In order to further investigate the crude extracts and fractions for antibacterial activities, the root extract showed prominent zone of inhibition against the gram positive and gram negative bacterial strains. The highest zones of inhibition (mm) 13.3 ± 2.08 and 14.3 ± 1.53 mm were documented in chloroform fraction against B. atrophaeus and B. subtilis although n-Butanol fraction also showed 14 ± 1 and 12 ± 1 mm zone of inhibition (mm) against the same strains. Similarly ethyl acetate fraction with 12.7 ± 1.53 and 13.7 ± 1.53 mm zone of inhibition (mm) against K. pneumonia and P. aeruginosa strain revealed 11.7 ± 1.53 and 9.7 ± 1.53 mm zone of inhibition against B. atrophaeus and B. subtilis bacterial strains. The aqueous fraction showed 13 ± 1 mm zone of inhibition against B. atrophaeus and 9 ± 1 mm against K. pneumonia while the same fraction showed no activity against P. aeruginosa. Comparatively, the methanolic extract showed average activities against both gram positive and gram negative bacterial strains as compared to the other fractions (Figure 2).

Figure 2

Zone of inhibition of crude methanolic extract and their fractions of E. gerardiana (root) of bacterial strains.

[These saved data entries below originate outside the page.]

PR #22256, opened 2023-12-05
feat(cli): Display full connection string for accelerate enable command

tatianainama:
This PR improves the response of `accelerate enable` when the param `--apikey` is used.
New output looks like the following: 

```
✦ prisma platform accelerate enable [ ... ] --apikey

Success! Accelerate enabled. Use this generated API key in your Accelerate connection string to authenticate requests: 
prisma://accelerate.prisma-data.net?api_key=eyJhbGciOi[redacted]
```

### DIFF
--- a/packages/cli/src/platform/accelerate/enable.ts
+++ b/packages/cli/src/platform/accelerate/enable.ts
@@ -1,6 +1,7 @@
 import { arg, Command, isError } from '@prisma/internals'
 
 import {
+  generateConnectionString,
   getOptionalParameter,
   getPlatformTokenOrThrow,
   getRequiredParameter,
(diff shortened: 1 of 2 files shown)


Jolg42 (approved):

packages/cli/src/platform/accelerate/enable.ts
```diff
@@ -61,7 +62,9 @@ export class Enable implements Command {
         throw new Error(payload.error.message)
       }
       return successMessage(
-        `Accelerate enabled. Use this generated API key in your Accelerate connection string to authenticate requests: ${payload.data.tenantAPIKey}`,
+        `Accelerate enabled. Use this generated API key in your Accelerate connection string to authenticate requests: \n${generateConnectionString(
+          payload.data.tenantAPIKey,
+        )}`,
```
Jolg42, line 67: We could also add a link (we would need a shortlink) to https://www.prisma.io/docs/data-platform/accelerate/getting-started ?

tatianainama: oh, to display users what are the next steps? that looks good ✨
I'll note this for the next iteration since we might want some product input here, what do you think?

Jolg42: Sounds good!

PR #22257, opened 2023-12-05
fix(cli): rename platform command option --display-name to --name

sampolahtinen:
This PR simply renames --display-name to be --name in the platform cli commands

### DIFF
--- a/packages/cli/src/platform/apikey/show.ts
+++ b/packages/cli/src/platform/apikey/show.ts
@@ -15,8 +15,6 @@ export class Show implements Command {
   public async parse(argv: string[]) {
     const args = arg(argv, {
       ...platformParameters.project,
-      '--display-name': String,
-      '-d': '--display-name',
     })
     if (isError(args)) return args
     const token = await getPlatformTokenOrThrow(args)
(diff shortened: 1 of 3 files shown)


packages/cli/src/platform/apikey/show.ts
```diff
@@ -15,8 +15,6 @@ export class Show implements Command {
   public async parse(argv: string[]) {
     const args = arg(argv, {
       ...platformParameters.project,
-      '--display-name': String,
-      '-d': '--display-name',
```
sampolahtinen, line 19: This was not used.

Jolg42 (approved):

tatianainama (approved):

tatianainama:
@sampolahtinen I just noticed the command `auth show` displays the following:

```
id                    :  <id>
handle           : <handle>
email              : <email>
displayName : <displayName>
```

Maybe not in this PR? but I think we should also change that `displayName` to be `name`

jasonkuhrt:
@luanvdw I don't think using `--name` is a good idea, as it becomes harder to understand if this is a `handle` or not. Many other interfaces out there treat `name` with the semantics of `handle` and that creates expectations like "I can find by this name" and "Choosing the right name matters and should not change often" etc.

PR #22258, opened 2023-12-05
feat(cli): move platform login and logout under auth command

sampolahtinen:
This PR moves platform login and logout under the `auth` command


packages/cli/src/bin.ts
```diff
@@ -84,12 +84,12 @@ async function main(): Promise<number> {
...
       init: Init.new(),
       platform: Platform.$.new({
-        login: Platform.Login.new(),
-        logout: Platform.Logout.new(),
         workspace: Platform.Workspace.$.new({
           show: Platform.Workspace.Show.new(),
         }),
         auth: Platform.Auth.$.new({
+          login: Platform.Login.new(),
+          logout: Platform.Logout.new(),
```
tatianainama, line 92: should we also change the methods to be:
```suggestion
          login: Platform.Auth.Login.new(),
          logout: Platform.Auth.Logout.new(),
```
so it can be consistent with the other commands and hierarchies

sampolahtinen: Yes absolutely! I moved the files and also updated some old copy references

Jolg42 (approved):
Looks good, make sure you update the docs at https://pris.ly/platform-cli-docs

tatianainama:
> Looks good, make sure you update the docs at https://pris.ly/platform-cli-docs

I'll take care of this 👍

tatianainama (approved):

PR #22267, opened 2023-12-05
feat: show auth commands as part of root help

sampolahtinen:
This PR proposes to include auth commands as part of the root help.


packages/cli/src/__tests__/commands/platform/Platform.test.ts
```diff
@@ -42,8 +42,9 @@ describe('--early-access flag', () => {
 
       Commands
 
-                login   Logs into your Prisma Data Platform account or creates a new one with GitHub authentication
-               logout   Logs out of your Prisma Data Platform account
+           auth login   Logs into your Prisma Data Platform account or creates a new one with GitHub authentication
+          auth logout   Logs out of your Prisma Data Platform account
+            auth show   Displays information about the currently authenticated user
```
Jolg42, line 47: This is weird to list the subcommands like this only for auth

janpio (approved):

Jolg42 (approved):

PR #23008, opened 2024-02-07
fix(client): optimize events polyfill

millsp:
This PR ditches `eventemitter3` in favor of a hand written polyfill. Contributes to better gzip sizes.

### DIFF
--- a/helpers/compile/plugins/fill-plugin/fillers/events.ts
+++ b/helpers/compile/plugins/fill-plugin/fillers/events.ts
@@ -9,6 +9,8 @@ export class EventEmitter {
     }
 
     this.events[event].push(listener)
+
+    return this
   }
 
   emit(event: string, ...args: any[]) {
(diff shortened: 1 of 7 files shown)


helpers/compile/plugins/fill-plugin/fillers/events.ts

On the other hand, methanolic crude extract of stem showed 13.3 ± 1.53 zone of inhibition against B. atrophaeus, whereas, n-hexane fraction showed the same zone of inhibition against the B. atrophaeus but 12 ± 1, 12.3 ± 0.58 mm against B. atrophaeus and K. pneumonia. Ethyl acetate fraction was more active throughout all fractions against both gram positive and gram negative bacteria 13 ± 1, 12.3 ± 2.08, 12.7 ± 1.53, and 10.3 ± 1 mm. The n-butanol fraction showed the activity 9 ± 1 mm against B. atrophaeus and showed 9.7 ± 1 mm zone of inhibition against P. aeruginosa but no activities were observed against B. subtilis and K. pneumonia. Similarly aqueous extracts showed 9.3 ± 0.58 mm zone of inhibition against B. atrophaeus while they were inactive against the other three bacterial strains, that is, B. subtilis, K. pneumonia, and P. aeruginosa (Figure 3). Plants of the genus ephedra have traditionally been used by indigenous people for a variety of medicinal purposes, including treatment of asthma, hay fever, and common cold [27]. The methanol extract of whole plant E. gerardiana exhibited maximum antibacterial activity against Escherichia coli (2.57 mm) at 15 mg/ml compared with the other two bacterial strains such as Staphylococcus aureus and P. aeruginosa [12]. In comparison, the E. gerardiana (root and stem) showed the highest antibacterial activity against most of chosen microorganisms; in regard to our test it seems that the plant chloroform fraction of root significantly revealed antibacterial potential against B. atrophaeus and B. subtilis (Figure 2). In contrast, the aqueous fraction of stem was found to be inactive against B. subtilis, K. pneumonia, and P. aeruginosa (Figure 3) as compared to the ethanol extract of E. gerardiana (leaf) which also showed prominent zone of inhibition against E. coli, S. aureus, and P. aeruginosa while being inactive against Bacillus subtilis [14]. The current data showed that the root and stem crude extracts of E. gerardiana contain antibacterial compounds.

Figure 3

Zone of inhibition of crude methanolic extract and their fractions of E. gerardiana (stem) of bacterial strains. Key: MeOH: methanol extract; n-Hex: n-Hexane fraction; CHCl3: chloroform fraction; EtOAc: ethyl acetate fraction; n-BuOH: n-butanol fraction; H2O: aqueous fraction; Az: Azithromycin; and Tet: tetracycline).

4. Conclusion

Biological active compound from plant material is mostly dependent on the type of the solvent used in the extraction procedure; in the present study E. gerardiana extract and fraction possess antioxidant and antibacterials activities; this might be helpful in preventing or slowing the progress of various oxidative stresses and against pathogenic bacterial strains. Thus, they could be potential candidates for pharmaceutical drugs industries. Further investigation on the isolation and identification of antioxidant and antibacterial component in the plant may lead to chemical entities with potential for clinical use.